▶ [BRIEF] Locate each line below that includes "versions" and reproduce it.

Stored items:

+ + +

PR #379, opened 2023-07-27
[chore] Add checkfile to versions.yaml

pellared:
## Why

`- go.opentelemetry.io/build-tools/checkfile` was missing which is needed during the release process.

## What

1. Update the missing entry in `versions.yaml`.
2. Add `versions.yaml` verification to GH workflow.
3. `Makefile` so that it not happens next time even (safe-guard if e.g. CI does not catch the problem).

+ + +

▶ [OUTPUT OF THE EXERCISE]
[chore] Add checkfile to versions.yaml
1. Update the missing entry in `versions.yaml`.
2. Add `versions.yaml` verification to GH workflow.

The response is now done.